(Stored items)
PR #1574, opened 2017-10-20
ENH: Improve Py2/3-compatibility by always importing absolute_import

hoechenberger:
We now import `absolute_import` and `print_function` from `__future__` in every PsychoPy file (except iohub).

In a later step, we should also import `division` in all modules, but this requires careful testing.


peircej:
Yes, if nothing else this should flush any problems

hoechenberger:
x-ref #1061

Issue #1571, opened 2017-10-19
Reproducible testing and builds


hoechenberger:
_This is all just some work-in-progress thoughts and be no means complete._

The Problems
==========
We cannot reproduce tests.
--------------------------
We quite frequently have to deal with issues related to differences in the specific environments in which PsychoPy is installed and used. The most obvious scenario is that tests pass locally, but fail on the CI server for no apparent reason. Sometimes, tests that passed previously start failing out of the blue and can be fixed by [installing a different version](1554) of a package that used to work just fine before.

We don't know what we're testing.
--------------------------------
Out current [CI testing configuration](https://github.com/psychopy/psychopy/blob/9995ca7c99bd068482766cf92665cab357d8e518/.travis.yml) for Travis installs a wild mixture of Ubuntu and `pip` Python packages. The directive
```
virtualenv:
  system_site_packages: true
```
means that we can never be entirely sure which set of packages is actually installed, since `apt` –which we use to install the system-wide packages – resolves dependencies automatically. Further, we don't know if the distro's package maintainers may have applied certain changes / fixes to these packages in order to better fit in with the rest of the system.

We do not test on all supported platforms.
------------------------------------------
While we've been working towards Python 3 support for a while now, Travis still runs tests on a Python 2.7 environment only.

Even more, the [vast majority](http://www.psychopy.org/usage.php) PsychoPy users is using Windows and macOS, yet our CI setup is limited to Linux.

_(I'll have to admit that the stats presented on this website probably don't accurately represent _actual_ usage because they don't track `pip` or Linux package manager installations; but the core of my statement remains valid nevertheless.)_

Development and testing are not conducted on the end-user product.
----------------------------------------------------------------------
The standalone bundles of PsychoPy are an extremely convenient way for users to install and explore the software. In theory, we can guarantee that _everything_ will work out-of-the box – which, granted, appears to be the case most of the time. 

There is however a very important and serious issue with our current approach, which is that _development and testing_ are not conducted with the exact same set of packages that are finally bundled and shipped. Therefore, users may experience issues that did not show up during (local and CI) testing. This would still be the case even if we expanded our current CI setup to include Windows and macOS. 

Developers cannot determine which PsychoPy version they're using at runtime.
-------------------------------------------------------------------------------
[...]

PR #1575, opened 2017-10-23
TESTS: Add Anaconda builds & tests for Python 2.7 and 3.6

hoechenberger:
I expanded our testing (Travis) setup to use Anaconda for setting up Python 2.7 and 3.6 environments, and tuned some tiny bits and pieces here and there.

This PR:
- Now also tries to build & install PsychoPy, instead of simply running the tests on the downloaded source tree
- Adds Anaconda testing environments for Python 2.7 and 3.6, while preserving our previous test setup. That is, we now have a testing matrix that includes non-Anaconda 2.7, Anaconda 2.7, and Anaconda 3.6
- Fixes bugs in `iohub` and the `MovieStim2` demo

I don't know if all dependencies for properly testing on Python 3 are actually installed, because obviously `pytest` fails quite early. We'll now just have try and fix the Python3 show stoppers one by one, and add additional required packages whenever needed.

As a next step, I would like to add `macOS` to the test matrix, and set up AppVeyor after that.

Relates to #1571.

### DIFF
--- a/.travis.yml
+++ b/.travis.yml
@@ -39,7 +39,7 @@ before_install:
   - echo "Installing PsychoPy dependencies via apt..."
   - travis_retry sudo apt-get install -qq python-xlib python-pygame python-opengl
   - travis_retry sudo apt-get install -qq python-numpy python-scipy python-matplotlib python-pandas
-  - travis_retry sudo apt-get install -qq python-yaml python-lxml python-configobj python-openpyxl
+  - travis_retry sudo apt-get install -qq python-yaml python-lxml python-configobj
   - travis_retry sudo apt-get install -qq python-imaging python-mock
   - travis_retry sudo apt-get install -qq python-qt4 python-wxgtk2.8
   - travis_retry sudo apt-get install -qq python-pyo python-opencv
--- a/.travis.yml
+++ b/.travis.yml
@@ -102,8 +102,7 @@ before_script:
        /sbin/start-stop-daemon --start --quiet --pidfile /tmp/custom_xvfb_99.pid --make-pidfile --background --exec /usr/bin/Xvfb -- :99 -screen 0 1024x768x24 -ac +extension GLX +extension RANDR +render -noreset;
     fi
 
-# This might come in handy once we switch to Trusty, as Xvfb on precise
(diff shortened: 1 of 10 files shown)


peircej:
Looks amazing Richard (and I know how much effort this takes)! Cool that you got it to test on the built-in *and* on the conda method. What are your thoughts about keeping them both? It seems it won't substantially change test duration because they run parallel.

My guess is that it will take a little while to get the py3.6 tests passing. Do you happen to know if we can change the Travis button so that it reflects a "passing" state if the 2.7 installations pass?

Anyway, great work! :-) Do you want me to hold off merging for now? I'm happy to merge, given that the 2.7 tests pass (on two separated sets of dependent libs!)

hoechenberger:
> Looks amazing Richard (and I know how much effort this takes)! Cool that you got it to test on the built-in and on the conda method. What are your thoughts about keeping them both? It seems it won't substantially change test duration because they run parallel.

Thanks Jon :) I wanted to keep them both for the time being -- like you said, parallel builds don't extend testing time, so it doesn't hurt!

> > My guess is that it will take a little while to get the py3.6 tests passing. Do you happen to know if we can change the Travis button so that it reflects a "passing" state if the 2.7 installations pass?

I've added an `allow_failures` section to `.travis.yml`, which does just that!

> Anyway, great work! :-) Do you want me to hold off merging for now? I'm happy to merge, given that the 2.7 tests pass (on two separated sets of dependent libs!)

I'm not sure about the coverage information that is reported here; I don't know if it's the combined coverage of all tests (including the failing one)?! Maybe we should invoke `coverage` only for one of the builds?

hoechenberger:
Mhh ok, according to `https://coveralls.io/builds/13843338` only the successful (Python 2.7) builds are considered by coveralls. Makes me wonder why the coverage is so massively decreased?! Did I break anything?

peircej:
Don't know. Mysterious :-/

peircej:
I think excluding iohub is probably reasonable. As you say, most of the hardware can't be accessed anyway. Was it being excluded before? Is that why the coverage was where it is?

hoechenberger:
@peircej Should be good to merge now!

DIRECTIONS ▸
Nothing outside the span should appear: transcribe the lines from the one containing "I think excluding" through the last line of the records.

SOLUTION TO THE EXERCISE ▸
I think excluding iohub is probably reasonable. As you say, most of the hardware can't be accessed anyway. Was it being excluded before? Is that why the coverage was where it is?

hoechenberger:
@peircej Should be good to merge now!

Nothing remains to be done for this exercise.